In un certo senso, in Italia si parla ancora degli studi letterari come di studi scientifici. Si sa che qui la metodologia positivista è arrivata con il Risorgimento, con l’introduzione del metodo tedesco di Lachmann, almeno nel campo della filologia. E le cose sono rimaste in parte ferme a quel punto. Io non sono d’accordo con questa impostazione. Per me tutto è letteratura. Non c’è ragione per non creare un personaggio, uno sviluppo della storia, un intreccio quando si fa critica letteraria.

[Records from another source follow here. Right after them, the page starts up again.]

PR #3209, opened 2023-08-21
CLDR-17021 Fix one code, add test, regenerate likelySubtags.txt

macchiati:
CLDR-17021

In the course of fixing this, I resurrected a validity test for locales, and did a bit of cleanup.

common/supplemental/likelySubtags.xml
- Remove the remaining macroregion (missed, because it is a CLDR 2-letter code)

common/testData/localeIdentifiers/likelySubtags.txt
- Regenerate with correct data.

tools/cldr-code/src/main/java/org/unicode/cldr/tool/GenerateLikelySubtagTests.java
- Disable this tool, since it can be chosen mistakenly.

tools/cldr-code/src/main/java/org/unicode/cldr/util/LanguageTagParser.java
- Rewire to use better validator

tools/cldr-code/src/main/java/org/unicode/cldr/util/LocaleValidator.java
- Better validator

tools/cldr-code/src/main/java/org/unicode/cldr/util/StandardCodes.java
- Add enum value for extensions

tools/cldr-code/src/main/java/org/unicode/cldr/util/Validity.java
- Add useful constant

tools/cldr-code/src/test/java/org/unicode/cldr/unittest/TestLocale.java
- Add test, covering selected items + likely subtags + language population + bcp47 extensions

tools/cldr-code/src/test/java/org/unicode/cldr/unittest/TestValidity.java
- Accounting for new enum value for extensions

ALLOW_MANY_COMMITS=true


pedberg-icu (approved):

srl295 (approved):
I can think of a number of places where this could be useful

Quindi, anche il filologo, secondo lei, è in qualche modo autorizzato a utilizzare nei suoi libri un taglio narrativo, e talvolta a avvalersi di trovate romanzesche per assicurarsi il suspense e l’attenzione dei suoi lettori?
Anche di giochi linguistici. Ricordo quanto mi sono arrabbiato una volta perché da un mio articolo sul Petrarca latino mi hanno costretto a togliere un piccolo gioco di parole. Per loro non era ammissibile che lo usassi nel testo, dovevo sopprimerlo. Quando voglio far arrabbiare Javier Marìas, Eduardo Mendoza, Javier Cercas – i miei amici romanzieri – dico loro: «Bada che quello che fai tu è molto facile. Puoi inventare tutto. Io invece dispongo di un certo numero di dati e sono obbligato a combinarli e a farli funzionare insieme.» Scherzo, ma non ho tutti i torti. Se un critico riesce a combinare tutti i dati che ha a disposizione, può scrivere un testo che interessi il lettore, o che per lo meno gli dia il desiderio di continuare la lettura fino alla fine.

Da almeno un decennio, in Italia, si parla di crisi della critica letteraria. Se da una parte non sembra del tutto esaurito il desiderio di leggere, dall’altra rimane sempre più esiguo l’interesse rivolto dal pubblico ai prodotti della critica. Pensa che i critici stessi siano almeno in parte responsabili di una simile situazione?
Stiamo assistendo alla scomparsa della letteratura dall’orizzonte delle persone comuni. In Italia essa gode ancora di un certo interesse, forse meno che in Francia, ma di certo più che in Spagna, dove ormai si legge poco. Non c’è bisogno di rinunciare al rigore e i modelli non mancano. Si può ancora essere eredi di un filologo come Contini, se ci si ricorda di coinvolgere i propri ascoltatori, come facevano ad esempio Giacomo Debenedetti, o in prospettiva più militante Alberto Asor Rosa, oppure, fuori dall’Italia, George Steiner.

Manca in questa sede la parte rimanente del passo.